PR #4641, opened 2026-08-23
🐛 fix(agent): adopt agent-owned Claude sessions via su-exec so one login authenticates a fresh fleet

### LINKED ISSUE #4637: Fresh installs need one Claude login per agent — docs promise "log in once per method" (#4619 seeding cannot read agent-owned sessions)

--

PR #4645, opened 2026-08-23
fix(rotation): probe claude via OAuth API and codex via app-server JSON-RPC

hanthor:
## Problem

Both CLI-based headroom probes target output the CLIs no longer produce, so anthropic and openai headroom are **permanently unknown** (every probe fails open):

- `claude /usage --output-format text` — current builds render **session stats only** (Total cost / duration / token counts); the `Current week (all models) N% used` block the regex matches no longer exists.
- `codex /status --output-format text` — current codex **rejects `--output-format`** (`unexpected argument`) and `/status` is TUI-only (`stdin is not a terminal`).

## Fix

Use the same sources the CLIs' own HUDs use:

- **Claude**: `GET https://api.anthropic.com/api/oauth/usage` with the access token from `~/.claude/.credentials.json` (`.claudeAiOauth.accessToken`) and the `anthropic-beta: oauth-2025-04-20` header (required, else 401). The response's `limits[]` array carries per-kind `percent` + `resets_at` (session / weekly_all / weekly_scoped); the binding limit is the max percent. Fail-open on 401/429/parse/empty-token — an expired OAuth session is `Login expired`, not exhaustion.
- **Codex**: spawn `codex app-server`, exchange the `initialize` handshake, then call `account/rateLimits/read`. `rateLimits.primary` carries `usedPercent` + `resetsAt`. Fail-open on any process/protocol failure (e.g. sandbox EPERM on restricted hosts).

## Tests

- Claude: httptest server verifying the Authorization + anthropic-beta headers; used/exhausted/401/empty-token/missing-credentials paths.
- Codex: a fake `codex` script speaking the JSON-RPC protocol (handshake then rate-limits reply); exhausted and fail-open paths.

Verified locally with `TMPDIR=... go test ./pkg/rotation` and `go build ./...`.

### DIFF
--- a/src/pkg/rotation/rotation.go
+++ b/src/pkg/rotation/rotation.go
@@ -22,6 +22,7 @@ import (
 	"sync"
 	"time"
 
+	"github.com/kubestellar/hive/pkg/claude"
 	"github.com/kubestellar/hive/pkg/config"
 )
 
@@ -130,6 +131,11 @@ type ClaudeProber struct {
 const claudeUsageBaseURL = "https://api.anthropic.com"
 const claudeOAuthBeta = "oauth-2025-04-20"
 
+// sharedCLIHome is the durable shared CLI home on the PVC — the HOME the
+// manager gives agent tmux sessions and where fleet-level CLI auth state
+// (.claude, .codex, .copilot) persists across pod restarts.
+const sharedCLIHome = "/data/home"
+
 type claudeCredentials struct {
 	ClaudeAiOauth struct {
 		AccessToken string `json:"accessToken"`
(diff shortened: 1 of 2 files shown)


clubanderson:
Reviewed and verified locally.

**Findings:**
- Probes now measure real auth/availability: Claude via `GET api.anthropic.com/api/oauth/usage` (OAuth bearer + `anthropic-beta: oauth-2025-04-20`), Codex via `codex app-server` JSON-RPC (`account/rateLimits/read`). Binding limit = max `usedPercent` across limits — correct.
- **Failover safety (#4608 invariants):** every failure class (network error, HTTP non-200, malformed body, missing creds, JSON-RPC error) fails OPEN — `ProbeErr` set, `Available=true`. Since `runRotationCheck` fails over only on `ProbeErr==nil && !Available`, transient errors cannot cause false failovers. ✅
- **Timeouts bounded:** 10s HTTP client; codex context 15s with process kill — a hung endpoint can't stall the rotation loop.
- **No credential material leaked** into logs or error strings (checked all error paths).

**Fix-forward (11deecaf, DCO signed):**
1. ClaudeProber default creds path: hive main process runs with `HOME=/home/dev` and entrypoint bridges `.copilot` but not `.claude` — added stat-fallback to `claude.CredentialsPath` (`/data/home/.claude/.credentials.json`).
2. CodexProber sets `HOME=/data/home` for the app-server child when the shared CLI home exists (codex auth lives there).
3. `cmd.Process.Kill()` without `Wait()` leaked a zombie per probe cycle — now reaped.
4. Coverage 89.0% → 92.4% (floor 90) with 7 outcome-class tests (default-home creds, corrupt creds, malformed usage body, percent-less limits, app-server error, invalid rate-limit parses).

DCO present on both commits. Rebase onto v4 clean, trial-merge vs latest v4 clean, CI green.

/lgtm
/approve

* * *

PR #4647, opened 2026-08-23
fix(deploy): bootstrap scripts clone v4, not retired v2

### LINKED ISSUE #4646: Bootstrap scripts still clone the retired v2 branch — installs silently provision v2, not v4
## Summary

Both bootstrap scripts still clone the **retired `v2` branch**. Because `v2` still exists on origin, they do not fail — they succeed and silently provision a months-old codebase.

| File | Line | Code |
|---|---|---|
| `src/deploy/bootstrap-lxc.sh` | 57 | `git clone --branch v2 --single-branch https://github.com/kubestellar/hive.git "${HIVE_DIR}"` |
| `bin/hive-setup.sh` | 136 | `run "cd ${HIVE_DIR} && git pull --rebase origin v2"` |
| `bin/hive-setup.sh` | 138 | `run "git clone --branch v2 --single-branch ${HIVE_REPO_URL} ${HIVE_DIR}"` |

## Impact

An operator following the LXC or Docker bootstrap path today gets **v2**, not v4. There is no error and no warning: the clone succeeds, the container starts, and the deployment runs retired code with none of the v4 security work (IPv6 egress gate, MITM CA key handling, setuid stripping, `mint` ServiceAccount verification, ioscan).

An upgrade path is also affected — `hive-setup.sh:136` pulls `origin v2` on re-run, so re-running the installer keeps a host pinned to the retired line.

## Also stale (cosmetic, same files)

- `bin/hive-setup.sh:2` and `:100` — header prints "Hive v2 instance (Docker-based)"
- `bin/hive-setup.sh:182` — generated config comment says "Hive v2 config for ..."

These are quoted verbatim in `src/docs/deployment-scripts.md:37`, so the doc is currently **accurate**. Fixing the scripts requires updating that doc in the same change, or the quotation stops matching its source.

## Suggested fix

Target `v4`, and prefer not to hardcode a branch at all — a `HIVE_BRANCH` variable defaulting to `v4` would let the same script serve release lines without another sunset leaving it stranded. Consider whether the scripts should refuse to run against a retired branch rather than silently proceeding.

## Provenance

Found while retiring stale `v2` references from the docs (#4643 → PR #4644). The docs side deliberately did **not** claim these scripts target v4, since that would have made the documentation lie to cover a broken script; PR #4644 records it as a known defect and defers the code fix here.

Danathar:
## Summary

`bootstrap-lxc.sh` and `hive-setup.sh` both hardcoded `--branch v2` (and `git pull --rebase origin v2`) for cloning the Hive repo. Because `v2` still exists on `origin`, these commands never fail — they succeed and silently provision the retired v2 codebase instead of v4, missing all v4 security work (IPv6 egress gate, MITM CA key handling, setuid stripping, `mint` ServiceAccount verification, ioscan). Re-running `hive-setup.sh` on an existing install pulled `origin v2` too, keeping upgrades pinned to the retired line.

### Aim of the task
Using the listing above, work out how many of its lines include "paths", and give only the result.

### Written response
3